Dersim Tertelesi'nin bu coğrafyanın karanlık tarihinin aydınlatılmamış ve yüzleşilmemiş bir sayfası olduğu vurgulanan açıklamada şu ifadelere yer verildi: "Organize eden ve bizzat sorumluluğu olan tüm siyasi aktörler bu kıyımın failleridir. Dersim'de yaşanan kırım için özür dilediğini belirten AKP iktidarı, bu acıların telafisi için hiçbir şey yapmadığı gibi katliamın devamı olan asimilasyon politikalarını da sürdürmektedir. Dersim'in dili, inancı ve coğrafyası üzerindeki yasaklar hala devam etmektedir. Dersim halen tek dil, tek din uygulamalarıyla asimile edilmeye çalışılmaktadır. Bu tür uygulamalardan vazgeçilmesi toplumsal barışımız için vazgeçilmezdir. Anadolu ve Mezopotamya'nın tüm etnik ve inanç kimlikleri ortak değerlerimiz olarak korunmalıdır. Bunun için de her şeyden önce Dersim Tertelesi ile yüzleşmek amacıyla yıllardır gizli kalan arşivlerin açılıp inceleneceği bir hakikat komisyonu kurulmalıdır. Dersim'de kırımdan geçirilenlerden geriye kalanların kayıp çocuklarının kimlere verildikleri ve nerede oldukları araştırılmalıdır. İdam edilen önderlerin ve katledilen mazlum halkın mezarları bulunmalı ve Dersim ismi iade edilmelidir. Dersim coğrafyasındaki tüm canlıların ortak yaşam alanları olan Munzur topraklarındaki baraj projelerine son verilmelidir. Her yıl belirli güçler tarafından tekrarlanan orman yangınlarının Dersim'in ekosistemini daha fazla tahrip etmemesi için karanlık güçler Dersim'in doğasından ellerini artık tamamen çekmelidir."
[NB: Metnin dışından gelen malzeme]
PR #2092, opened 2017-09-07
Fix build with new glibc 2.26

LocutusOfBorg:
* The nonstandard header <xlocale.h> has been removed.  Most programs should
   use <locale.h> instead.  If you have a specific need for the definition of
   locale_t with no other declarations, please contact
   libc-alpha@sourceware.org and explain.

the old glibc seems to still build correctly, build ongoing in
https://code.launchpad.net/~costamagnagianfranco/+recipe/boinc-upstream-daily

### DIFF
--- a/clientgui/AsyncRPC.cpp
+++ b/clientgui/AsyncRPC.cpp
@@ -19,7 +19,7 @@
 #pragma implementation "AsyncRPC.h"
 #endif
 
-#if !(defined(_WIN32) || (defined(__WXMAC__) && (MAC_OS_X_VERSION_MIN_REQUIRED < MAC_OS_X_VERSION_10_4)))
+#if HAVE_XLOCALE_H
 #include <xlocale.h>
 #endif
 
--- a/lib/gui_rpc_client.h
+++ b/lib/gui_rpc_client.h
@@ -809,7 +809,9 @@ struct RPC {
 
 #elif defined(__APPLE__) && (MAC_OS_X_VERSION_MIN_REQUIRED < MAC_OS_X_VERSION_10_4)
 // uselocale() is not available in OS 10.3.9 so use weak linking
+#if HAVE_XLOCALE_H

Koçgiri'den Dersime, Maraş'tan Roboski'ye kadar tüm katliam ve soykırımlarla yüzleşmeden egemen tekçi faşizmin devam ettirilmesinin yeni katliamların yaşanmasına zemin hazırladığı kaydedilen açıklamada, "80'li yaşlarında katledilen Seyid Rıza ve çocukları başta olmak üzere bu katliamda kurşunlanan, süngülenen, bombalanan, uçurumlardan atılan, yakılan, zehirlenen, idam edilen, katledilen, sürgün edilen on binlerce mazlum insanımızın acılı hatıralarını yüreğimizin derinliğinde hissediyoruz. Yitirdiklerimizin onurlu mücadelesi önünde saygıyla eğiliyoruz. Seyid Rıza ve yol arkadaşlarının ve Dersim halkının katliamlara karşı geliştirdiği tarihi direnişi sahipleniyoruz. Diz çökmeyerek bugüne geldik, bu soykırımlar aydınlanana kadar mücadele edeceğiz" denildi.